Despite boasting an unrivaled win percentage over rugby’s history, the All Blacks have continued to innovate the game in the quest for enhancement.
Just twelve months out from the Rugby World Cup, the mindset is no different. We hear snippets that they are working on a new attacking system, evolving once more. The overbearing influence of line speed in modern defensive systems requires a counter-balancing leap forward in attacking prowess.
That’s what the All Blacks are looking for, a style of attacking play that forces defences into a state of flux, where line speed becomes a weakness and triggers second-guessing.
“The biggest trend is being able to deal with all the linespeed and what variations you can put into your attack to punish that,” said All Blacks coach Steve Hansen before the match.
“We’ve talked about having a triple-threat game [run-pass-kick], and it’s having the ability to make good decisions with high-end skills.
In the first test against France, the All Blacks had fifty minutes of exploring before exploding with a bonanza of points. We saw them employ a number of different strategies but in the end, it was the same old plays off turnover ball and counter-attack that killed France.
The first ten minutes resembled the Highlanders playbook, with a kick-first and kick-second approach. Within the first ten minutes, Beauden Barrett had produced two grubbers in-behind and a cross-field chip, all within three consecutive touches. It was likely a ploy to slow down the early rush defence and get the defensive line turning.
After that initial burst, the kicks were shelved for the rest of the half as they tried to fall back into their patterns.
We saw elements of the 1-3-3-1 that Barrett runs at the Hurricanes, with Ryan Crotty and Jordie Barrett filling in as first receiver options. At times they struggled to get into a flow, with first phase errors and stout French defence causing turnovers.
Despite the teething issues, they cut the French open coming back to the left side after working to the right edge, a pattern the Hurricanes often find so much success with. Beauden Barrett finished in the corner on the next phase after Jordie’s line break. A try to Anton Lienert-Brown was disallowed but had similar lead-up work.
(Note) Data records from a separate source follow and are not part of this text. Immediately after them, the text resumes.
PR #882, opened 2023-03-09
set log name key

aaron-blox:


aaron-blox:
closing, is implemented in https://github.com/bloxapp/ssv/pull/883

PR #890, opened 2023-03-14
Log pubkey and role

GalRogozinski:
Currently my debugging is blocked because validator pubkey and role is not printing.

@nkryuchkov claims that logging should work without this due to logic in `validator/startup.go`. Until the bug is fixed this can be a temporary solution that later should be reverted.

This PR replaces #888


GalRogozinski:
apparently bug got fixed
Closing

PR #906, opened 2023-03-20
Stage candidate

aaron-blox:
Mostly logging changes


logging/fields/fields.go
```diff
@@ -195,23 +208,10 @@ func Count(val int) zap.Field {
...
 }
 
-func DutyID(runner runner.Runner, duty *spectypes.Duty) zap.Field {
-	return zap.Stringer(FieldDutyID, funcStringer{
-		fn: func() string {
-			epoch := runner.GetBaseRunner().BeaconNetwork.EstimatedEpochAtSlot(duty.Slot)
-			return fmt.Sprintf("T:%v::E:%v::S:%v::V:%v", duty.Type.String(), epoch, duty.Slot, duty.ValidatorIndex)
-		},
-	})
+func ConsensusTime(val time.Time) zap.Field {
```
moshe-blox, line 215: Computing durations on the logging side is not ideal, it's better to pass the already computed duration on the caller's side, because it's more predictable & precise

So just `func ConsensusTime(dur time.Duration)` would be enough 👍

Also, sometimes you wanna stop counting the duration now, but only log it later, which is impossible if you have to pass time.Time

protocol/v2/ssv/runner/runner_validations.go
```diff
@@ -15,6 +15,10 @@ func (b *BaseRunner) ValidatePreConsensusMsg(runner Runner, signedMsg *spectypes
 		return errors.New("no running duty")
 	}
 
+	// zap.L().Debug("got partial sig message (pre-consensus)", fields.PubKey(b.Share.ValidatorPubKey), fields.Role(b.BeaconRoleType),
```
moshe-blox, line 18: This is just a log I added to debug something, it's useless now, let's remove it :D

Ditto for the log below it (post-consensus)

They employed the same kicking tactics again early in the second half, with frequent short kicks that paid dividends when Codie Taylor crossed after a deft left-foot grubber by Barrett.
Then it was Aaron Smith taking over, with back-to-back box kicks that pinned the French into their own five. The quick lineout off the back of France’s exit broke the game open as Ben Smith scored from basic catch-pass movement to the edge.
From there, it was a landslide of points as McKenzie burst through on a scything 60-metre run following a turnover. Then he went off again on the very next kickoff to set up a barnstorming try for Ngani Laumape. Rieko Ioane bagged a double with a long-range intercept and Ardie Savea finished the job with a pick’n’go try.
When it was all over the French were more than defeated, absolutely demoralised.
France’s line speed never really materialized and completely fell apart in the second stanza. As a result, we didn’t see a new All Blacks attack, just the same things they have always been good at. The frequency of tries minute after minute in the second half didn’t allow the All Blacks to hold the ball long enough to experiment with new structures.
The reality is the avalanche of points cannot be solely blamed on a ten minute period where France was down to 14-men. They were destroyed in every facet of the game. They failed to adequately transition in defence, made poor decisions, took bad angles, and left inexcusable overlaps due to bad spacing. The biggest worry is the edge defence, where the All Blacks ran roughshod over them in the second half.
France’s biggest hope to level the series is treacherous conditions as a leveler, where their brutality-based game can flourish in slow conditions. That might help them in the second test in Wellington, but it won’t save them under the roof of Dunedin.
Instead of finding a new attacking style the All Blacks found that France are still France, and they will fall apart when things don’t go their way.